[Records drawn from a dataset]
PR #8066, opened 2019-08-09
Fix ipv6 hostname connection

MrSorcus:


straight-shoota:
Thanks :heart: Can you please add a spec for this?

PR #8067, opened 2019-08-09
Avoid lazy inizialization of class variables assigned with simple values

waj:
Currently all class variables are lazily initialized even when they are declared with a simple initializer with a literal of a simple type. This prevents that and do a direct initialization of the global variable, quite similar to simple constants.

Exercise description: All entries must be repeated exactly.

Solution below:
PR #8066, opened 2019-08-09
Fix ipv6 hostname connection

MrSorcus:


straight-shoota:
Thanks :heart: Can you please add a spec for this?

PR #8067, opened 2019-08-09
Avoid lazy inizialization of class variables assigned with simple values

waj:
Currently all class variables are lazily initialized even when they are declared with a simple initializer with a literal of a simple type. This prevents that and do a direct initialization of the global variable, quite similar to simple constants.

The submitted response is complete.